▶ [What is needed]: Restate the opening lines of the material below word for word, stopping after the line that contains "Option 1: Provide".

▶ [Records to process]:
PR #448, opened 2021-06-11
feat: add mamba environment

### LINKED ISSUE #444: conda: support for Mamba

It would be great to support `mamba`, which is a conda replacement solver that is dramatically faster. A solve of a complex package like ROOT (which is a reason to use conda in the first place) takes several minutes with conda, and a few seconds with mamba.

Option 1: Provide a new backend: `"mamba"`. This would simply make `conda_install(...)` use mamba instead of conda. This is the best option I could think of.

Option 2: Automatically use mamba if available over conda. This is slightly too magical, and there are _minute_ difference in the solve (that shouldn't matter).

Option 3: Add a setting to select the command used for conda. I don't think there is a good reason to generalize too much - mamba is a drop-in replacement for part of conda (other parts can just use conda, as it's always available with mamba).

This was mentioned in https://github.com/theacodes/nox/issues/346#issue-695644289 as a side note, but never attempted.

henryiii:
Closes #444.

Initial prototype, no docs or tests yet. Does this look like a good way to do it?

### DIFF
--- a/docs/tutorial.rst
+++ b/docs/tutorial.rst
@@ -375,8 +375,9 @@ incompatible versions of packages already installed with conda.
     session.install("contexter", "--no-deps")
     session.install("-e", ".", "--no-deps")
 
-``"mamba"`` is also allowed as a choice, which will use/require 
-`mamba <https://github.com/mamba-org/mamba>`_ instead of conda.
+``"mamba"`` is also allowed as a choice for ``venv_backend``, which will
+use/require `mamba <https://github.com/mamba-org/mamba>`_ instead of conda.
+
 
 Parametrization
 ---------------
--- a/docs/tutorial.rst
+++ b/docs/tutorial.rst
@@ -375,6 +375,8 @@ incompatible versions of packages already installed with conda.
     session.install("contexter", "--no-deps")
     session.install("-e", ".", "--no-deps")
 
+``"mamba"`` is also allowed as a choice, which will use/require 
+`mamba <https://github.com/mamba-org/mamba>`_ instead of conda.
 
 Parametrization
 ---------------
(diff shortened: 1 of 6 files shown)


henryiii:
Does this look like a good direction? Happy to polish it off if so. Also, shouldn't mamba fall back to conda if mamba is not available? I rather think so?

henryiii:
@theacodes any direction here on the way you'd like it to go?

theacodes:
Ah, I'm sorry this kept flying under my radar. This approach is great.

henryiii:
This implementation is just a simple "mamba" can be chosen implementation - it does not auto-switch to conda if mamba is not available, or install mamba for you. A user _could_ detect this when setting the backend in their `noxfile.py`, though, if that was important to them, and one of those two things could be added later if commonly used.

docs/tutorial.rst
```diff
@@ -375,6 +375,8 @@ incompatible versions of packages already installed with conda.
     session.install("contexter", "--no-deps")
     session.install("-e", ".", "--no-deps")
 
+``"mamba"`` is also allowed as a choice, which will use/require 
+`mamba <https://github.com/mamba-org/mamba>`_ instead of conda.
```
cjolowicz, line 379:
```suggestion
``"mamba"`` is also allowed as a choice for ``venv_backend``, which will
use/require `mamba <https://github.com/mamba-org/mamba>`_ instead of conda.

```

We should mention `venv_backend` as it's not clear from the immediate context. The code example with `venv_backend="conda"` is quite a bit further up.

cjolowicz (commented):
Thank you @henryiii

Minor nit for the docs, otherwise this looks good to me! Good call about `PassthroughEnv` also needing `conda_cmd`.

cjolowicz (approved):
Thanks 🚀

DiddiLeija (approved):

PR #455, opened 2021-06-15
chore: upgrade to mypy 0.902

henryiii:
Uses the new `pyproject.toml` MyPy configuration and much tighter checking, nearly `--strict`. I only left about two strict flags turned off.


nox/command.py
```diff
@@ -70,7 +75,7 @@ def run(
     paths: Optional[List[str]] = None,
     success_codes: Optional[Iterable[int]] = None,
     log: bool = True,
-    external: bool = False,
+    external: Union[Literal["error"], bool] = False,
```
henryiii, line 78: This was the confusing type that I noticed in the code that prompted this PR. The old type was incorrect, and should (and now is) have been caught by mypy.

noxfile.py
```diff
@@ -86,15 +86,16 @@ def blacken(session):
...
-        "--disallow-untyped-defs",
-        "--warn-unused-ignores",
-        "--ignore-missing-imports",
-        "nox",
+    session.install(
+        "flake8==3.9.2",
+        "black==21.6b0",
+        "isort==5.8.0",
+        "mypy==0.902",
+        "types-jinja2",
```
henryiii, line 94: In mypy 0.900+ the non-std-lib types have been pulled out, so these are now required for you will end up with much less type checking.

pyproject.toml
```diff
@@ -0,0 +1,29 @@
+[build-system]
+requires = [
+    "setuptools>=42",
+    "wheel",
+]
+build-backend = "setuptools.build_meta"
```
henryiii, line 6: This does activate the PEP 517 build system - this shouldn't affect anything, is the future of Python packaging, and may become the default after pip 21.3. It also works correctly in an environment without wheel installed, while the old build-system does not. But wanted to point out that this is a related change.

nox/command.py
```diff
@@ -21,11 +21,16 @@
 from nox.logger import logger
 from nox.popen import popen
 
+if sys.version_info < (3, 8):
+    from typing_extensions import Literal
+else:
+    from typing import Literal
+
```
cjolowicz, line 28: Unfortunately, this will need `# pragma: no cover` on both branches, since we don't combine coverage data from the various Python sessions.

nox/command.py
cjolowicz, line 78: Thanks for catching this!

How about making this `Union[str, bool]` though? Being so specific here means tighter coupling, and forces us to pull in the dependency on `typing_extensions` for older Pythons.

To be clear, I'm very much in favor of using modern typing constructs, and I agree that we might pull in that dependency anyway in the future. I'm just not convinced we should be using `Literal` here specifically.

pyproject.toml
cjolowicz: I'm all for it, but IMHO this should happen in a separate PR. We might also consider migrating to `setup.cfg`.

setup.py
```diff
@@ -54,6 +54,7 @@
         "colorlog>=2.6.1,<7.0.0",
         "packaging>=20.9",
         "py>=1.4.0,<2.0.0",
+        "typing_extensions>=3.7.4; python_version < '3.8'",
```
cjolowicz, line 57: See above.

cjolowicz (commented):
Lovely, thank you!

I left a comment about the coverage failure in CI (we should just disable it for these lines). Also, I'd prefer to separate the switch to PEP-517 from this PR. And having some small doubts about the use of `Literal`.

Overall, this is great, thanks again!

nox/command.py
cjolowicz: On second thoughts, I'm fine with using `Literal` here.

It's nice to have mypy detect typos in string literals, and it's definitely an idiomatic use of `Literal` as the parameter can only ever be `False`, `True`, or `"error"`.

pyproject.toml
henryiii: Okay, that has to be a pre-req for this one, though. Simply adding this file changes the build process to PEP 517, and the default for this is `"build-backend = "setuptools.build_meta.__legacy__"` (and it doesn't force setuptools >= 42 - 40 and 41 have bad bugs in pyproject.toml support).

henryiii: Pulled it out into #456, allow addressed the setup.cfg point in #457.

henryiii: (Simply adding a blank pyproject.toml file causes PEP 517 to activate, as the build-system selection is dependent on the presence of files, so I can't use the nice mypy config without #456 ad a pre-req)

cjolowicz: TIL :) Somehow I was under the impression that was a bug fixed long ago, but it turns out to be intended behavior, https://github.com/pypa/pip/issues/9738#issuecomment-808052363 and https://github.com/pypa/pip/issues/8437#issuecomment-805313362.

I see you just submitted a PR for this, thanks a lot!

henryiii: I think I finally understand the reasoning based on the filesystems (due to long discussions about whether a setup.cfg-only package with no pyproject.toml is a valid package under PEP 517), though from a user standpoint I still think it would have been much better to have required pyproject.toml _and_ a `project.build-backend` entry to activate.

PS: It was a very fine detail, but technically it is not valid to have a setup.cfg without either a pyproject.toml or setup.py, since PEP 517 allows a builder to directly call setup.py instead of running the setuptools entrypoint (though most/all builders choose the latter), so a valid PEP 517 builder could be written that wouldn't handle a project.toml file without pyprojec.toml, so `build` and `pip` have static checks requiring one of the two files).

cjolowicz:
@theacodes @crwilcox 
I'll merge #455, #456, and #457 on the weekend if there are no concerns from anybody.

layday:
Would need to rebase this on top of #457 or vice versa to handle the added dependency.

▶ [Result of the task]:
PR #448, opened 2021-06-11
feat: add mamba environment

### LINKED ISSUE #444: conda: support for Mamba

It would be great to support `mamba`, which is a conda replacement solver that is dramatically faster. A solve of a complex package like ROOT (which is a reason to use conda in the first place) takes several minutes with conda, and a few seconds with mamba.

Option 1: Provide a new backend: `"mamba"`. This would simply make `conda_install(...)` use mamba instead of conda. This is the best option I could think of.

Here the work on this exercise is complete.